From: Rakesh Bhandari (rakeshb@stanford.edu)
Date: Tue Dec 10 2002 - 12:36:11 EST


Andy B writes in 8126:

>
>>  And even if such self
>>  moving active matter is already implicit in the mechanistic worldview
>>  since the principle of inertia clearly states that a body continues in
>>  its state of rest or uniform motion unless compelled to change  to
>>  change by forces impressed upon it and thus renders self-motion or
>>  Leibnzian conatus rather than extension fundamental to matter--I
>  > understand this to be have been your main point in 8115--
>
>It is true that the the law to which you refer is consonant with the
>notion that matter is inherently in motion. This certainly does not
>mean that extension is inessential to matter. Even considered at
>its most abstract, matter must have both extension and motion.

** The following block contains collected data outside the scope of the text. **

PR #379, opened 2018-03-07
users: Update scanning explanation with watcher

imsodin:
Linked with syncthing/syncthing#4789


imsodin:
The other PR is merged now, anyone want to merge this (@AudriusButkevicius @calmh)? Users seem to be jumping on the watcher train and the first asked about documentation. If there are things to change, you need to do it yourself or wait till about 9. April or so :)

PR #381, opened 2018-03-22
users/faq: Add entry about increasing inotify watches

imsodin:
This integrates https://github.com/syncthing/syncthing-inotify/#troubleshooting-for-folders-with-many-files-on-linux into our own documentation to be linked to in the appropriate error message (syncthing/syncthing#4833).

### DIFF
--- a/users/faq.rst
+++ b/users/faq.rst
@@ -515,10 +515,10 @@ On many Linux distributions you can run the following to fix it::
     echo "fs.inotify.max_user_watches=204800" | sudo tee -a /etc/sysctl.conf
 
 On Arch Linux and potentially others it is preferred to write this line into a
-separate file, i.e., you should run::
+separate file, i.e. you should run::
 
     echo "fs.inotify.max_user_watches=204800" | sudo tee -a /etc/sysctl.d/90-override.conf
 
-This only takes effect after a reboot. To adjust the limit immediately, run ::
+This only takes effect after a reboot. To adjust the limit immediately, run::
 
     sudo sh -c 'echo 204800 > /proc/sys/fs/inotify/max_user_watches'
--- a/users/faq.rst
+++ b/users/faq.rst
@@ -497,25 +497,25 @@ runit.
 
 .. _inotify-limits:
 
-How do I increase the inotify limit to get my fs watcher to work?
------------------------------------------------------------------
+How do I increase the inotify limit to get my filesystem watcher to work?
+-------------------------------------------------------------------------
 
 You are probably reading this because you encountered the following error with
-the fs watcher on linux:
+the filesystem watcher on linux:
 
     Failed to start filesystem watcher for folder yourLabel (yourID): failed to
     setup inotify handler. Please increase inotify limits, see
     https://docs.syncthing.net/users/faq.html#inotify-limits
 
-Linux typically restricts the amount of watches per user (usually 8192). So if
-you have a more directories, you need to adjust that number.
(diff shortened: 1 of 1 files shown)


users/faq.rst
```diff
@@ -494,3 +494,31 @@ to do this.  The most well known is called daemontools, and can be found in the
...
+
+You are probably reading this because you encountered the following error with
+the fs watcher on linux:
+
+    Failed to start filesystem watcher for folder yourLabel (yourID): failed to
+    setup inotify handler. Please increase inotify limits, see
+    https://docs.syncthing.net/users/faq.html#inotify-limits
+
+Linux typically restricts the amount of watches per user (usually 8192). So if
+you have a more directories, you need to adjust that number.
```
calmh: s/So if/When/

users/faq.rst
```diff
@@ -494,3 +494,31 @@ to do this.  The most well known is called daemontools, and can be found in the
...
+
+On many Linux distributions you can run the following to fix it: ::
+
+    echo "fs.inotify.max_user_watches=204800" | sudo tee -a /etc/sysctl.conf
+
+On Arch Linux and potentially others it is preferred to write this line into a
+separate file, i.e. you should run ::
```
calmh: Here, and above/below, you can end the line with just the double colon to both show a normal colon and make the following paragraph a code block. That is,

`... you should run::`

becomes

screen shot 2018-03-23 at 13 27 20

calmh: comma after "i.e.", i.e., `... separate file, i.e., you should ...`

(minor :trollface:)

users/faq.rst
```diff
@@ -494,3 +494,31 @@ to do this.  The most well known is called daemontools, and can be found in the
 standard package repositories for  almost every modern Linux distribution.
 Other popular tools with similar functionality include S6 and the aforementioned
 runit.
+
+.. _inotify-limits:
+
+How do I increase the inotify limit to get my fs watcher to work?
```
calmh: I don't think "fs" is established enough to warrant a lower case abbreviation. `FS watcher" or "filesystem watcher"?

users/faq.rst
imsodin: I could argue that this is a British vs American thing and I learned most English reading Tolkien, but truth told it just hurts my German-biased language sense (there's never ever a comma after the equivalent "d.h.") - but I digress :)  
Oh and as I am wasting time already:  
```
simon@simon-x220-deb:~/Coding/syncthing-docs$ grep -r "i\.e\.[^,]" | wc -l
105
```
I am not going to waste more time to fix these as well :P

calmh: You're right, leave this one alone!

https://english.stackexchange.com/questions/16172/should-i-always-use-a-comma-after-e-g-or-i-e

users/faq.rst
```diff
@@ -494,3 +494,31 @@ to do this.  The most well known is called daemontools, and can be found in the
...
+On many Linux distributions you can run the following to fix it::
+
+    echo "fs.inotify.max_user_watches=204800" | sudo tee -a /etc/sysctl.conf
+
+On Arch Linux and potentially others it is preferred to write this line into a
+separate file, i.e., you should run::
+
+    echo "fs.inotify.max_user_watches=204800" | sudo tee -a /etc/sysctl.d/90-override.conf
+
+This only takes effect after a reboot. To adjust the limit immediately, run ::
```
calmh: space before :: to be removed :)

PR #387, opened 2018-05-12
Adjust folder type in accordance with syncthing/syncthing#4942

Martchus:


imsodin:
Thanks! Following are some further notes - if you want to take care of them, then great, otherwise this is a follow-up todo list:  
Grepping turned up some more results for read/write-only:
```
./users/config.rst
./intro/getting-started.rst
./rest/system-config-get.rst
./rest/svc-report-get.rst
```
In the config specs (or config post rest description) there should probably also be a legacy notice with old and new names and a note, that old ones are currently still supported, but will be deprecated at some point.

Martchus:
I updated further occurrences except the log in `intro/getting-started.rst` because it also has the Syncthing version at the beginning which would make it a bit weird.

I added deprecation notes as well.

users/config.rst
```diff
@@ -206,12 +206,16 @@ path
 type
     Controls how the folder is handled by Syncthing. Possible values are:
 
-    readwrite
+    sendreceive
         The folder is in default mode. Sending local and accepting remote changes.
+        Note that this type was previously called "readwrite" which is deprecated
```
imsodin: Sorry, this flew under my radar. However I'd anyway only merge it once 0.14.49-rc.1 is released, so no rush.

I'd either put the deprecation note in its own paragraph or maybe even use the deprecated directive, something like this

```
    sendonly
        The folder is in "send-only" mode -- it will not be modified by
        Syncthing on this device.
        
        readonly
            .. deprecated:: v0.14.49

            This is the old name of this type, which is still accepted in
            incoming configs.
```

PR #396, opened 2018-07-03
events: Add missing name property for DeviceRejected

xor-gate:
It seems the documentation was missing a property for the DeviceRejected event which is implemented here https://github.com/syncthing/syncthing/blob/7b0d8c2e77750caa335aa3216dffcff4ffeb0115/lib/model/model.go#L1524.

### DIFF
--- a/events/devicerejected.rst
+++ b/events/devicerejected.rst
@@ -12,6 +12,7 @@ to talk to.
         "time": "2014-08-19T10:43:00.562821045+02:00",
         "data": {
             "address": "127.0.0.1:51807",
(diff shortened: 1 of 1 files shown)


events/devicerejected.rst
```diff
@@ -12,6 +12,7 @@ to talk to.
         "time": "2014-08-19T10:43:00.562821045+02:00",
         "data": {
             "address": "127.0.0.1:51807",
+            "name" : "My dusty computer",
```
AudriusButkevicius: No space prior colon

PR #402, opened 2018-07-11
specify localhost in nginx reverse proxy conf

### LINKED ISSUE #401: Nginx reverse proxy config should explicitly set 'proxy_set_header Host localhost'
As per #380 (but for Nginx), the Nginx reverse proxy config snippet should explicitly note that `proxy_set_header Host localhost` is (or at least may be) required. 

Whilst `$host` may work in some cases, it won't work in all (see Nginx docs on [`$host`](http://nginx.org/en/docs/http/ngx_http_core_module.html#var_host)).

I was pulling my hair out until I came across [this blog](https://f-a.nz/dev/setup-syncthing-on-debian-server-with-nginx-reverse-proxy/). As suggested adding `<insecureSkipHostcheck>true</insecureSkipHostcheck>` (within the `<gui .. > </gui>` section of the Syncthing `config.xml`) worked around it but it felt a bit dirty...

Then I saw this: https://github.com/syncthing/syncthing/issues/3573#issuecomment-245411714

Problem solved!

JedMeister:
closes #401

### DIFF
--- a/users/reverseproxy.rst
+++ b/users/reverseproxy.rst
@@ -38,7 +38,7 @@ Nginx
 .. code-block:: nginx
 
     location /syncthing/ {
-      proxy_set_header        Host $host;
+      proxy_set_header        Host localhost;
       proxy_set_header        X-Real-IP $remote_addr;
       proxy_set_header        X-Forwarded-For $proxy_add_x_forwarded_for;
       proxy_set_header        X-Forwarded-Proto $scheme;


calmh:
This is the wrong approach, imho. It tells Syncthing that the request is coming from localhost and can be treated with the security implications of that, which is a lie. Lying to Syncthing in this way is dangerous. If you want to live dangerously there are appropriately named options to set Syncthing-side.

JedMeister:
@calmh - Thanks for the clarity. 

As it stands though, the current "suggested" reverse proxy config in the docs doesn't work - Syncthing gives a `host check error`. IMO that's not very useful...

If having Syncthing behind a reverse proxy is undesirable, then perhaps that could be clarified in the docs? Do you have any suggested wording for that? I'm happy to try again on a PR for the docs.

I think it should also be noted, that if you do need to set up a reverse proxy, that `<insecureSkipHostcheck>true</insecureSkipHostcheck>` (within the `<gui .. > </gui>` section of the Syncthing `config.xml`) is required. Would you be happy for that to also be added?

JedMeister:
As I just noted in the (now closed) issue, the other option is to not bind Syncthing to localhost. Although IMO that makes the idea of a reverse proxy somewhat redundant. Although it's quite possible I'm missing something...?!

AudriusButkevicius:
I think the right option is to add a section explaining what settings to set in syncthing and how.

JedMeister:
Ok I'll have a crack at that when I have time. As noted in the issue, I'd just like some clarification on what the security implications are first. Thanks in advance.

AudriusButkevicius:
It might be in the docs for the config, if not, I'd have to remember what the problem is, but I think it's todo with DNS rebinding attacks.

JedMeister:
Thanks. I'll have a bit of a read and see what I can find.

JedMeister:
So would I be right to add something like the below to the docs? I'm thinking at the bottom of the existing [Server Configuration](https://github.com/syncthing/docs/blob/master/users/reverseproxy.rst#server-configuration) section:
```
When reverse proxying Syncthing, best practice dictates that only TLS connections
should be allowed between the reverse proxy and the user/internet.

Note that if you choose to also bind Syncthing to localhost, Syncthing's host
security checks will need to be disabled. This can be done by enabling 
``insecureSkipHostcheck``. I.e. add to the ``<gui>`` section of ``conf.xml``:

.. code-block:: none

    <insecureSkipHostcheck>true</insecureSkipHostcheck>
```
If you're not happy with that, do you have any suggestions to make is acceptable?

AudriusButkevicius:
We should just say that "By default you will have to do xyx", suggest that it would be done via the web ui advanced config, and potentially link to FAQ.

By the activity of matter do you mean the principle of inertia or 
something else? I am not sure whether extension has to be a property 
of matter.  If we are to settle on a property monism for 
matter--though there seems no reason to-- I think activity or change 
would be a better candidate though it is perhaps not clear that 
metaphysical entities (God, ghosts, collective memory) do not "have" 
activity or change as a property.

I think that we are agreed that even mechanical materialism does not 
imply that matter is  inert as Engels underlined; that incorrect 
assumption or interpretation of mechanical materialism historically 
led to its rejection for idealism.

>
>Well, the real problem would arise if we do *not* allow that matter
self-organises.
>  Then once again we would have to ask what is it
>that organises 'matter' (where we for some reason deny 'matter'
>itself any organising principle)? If it is not matter itself then how can
>we avoid contradiction with the laws of physics? How can we avoid
>some mystical appeal to 'God' as in Descartes? Or perhaps we
>could suggest that it is Hegelian 'mind' / 'Spirit' that develops
>material form? But neither of these 'options' avoids self-
>contradiction I would argue. The reasonable view to take is then
>that matter is self-organising.


Yes but that is what is to be explained in materialist terms: how 
despite the tendency towards thermodynamic equilibrium does matter 
organize itself?

I am looking for  materialist explanations which allows us to go from 
the idea already implicit in the mechanical world view that matter 
moves itself to the possibility of self organizing (if not self 
complexifying) matter and wondering whether in making a materialist 
explanation of said transition the doctrine of materialism itself 
undergoes any substantial (dialectical?) modification. What do we 
mean by dialectical materialism (Levins and Lewontin), materialist 
dialectics (Ilynenkov), emergent materialism (Mario Bunge)?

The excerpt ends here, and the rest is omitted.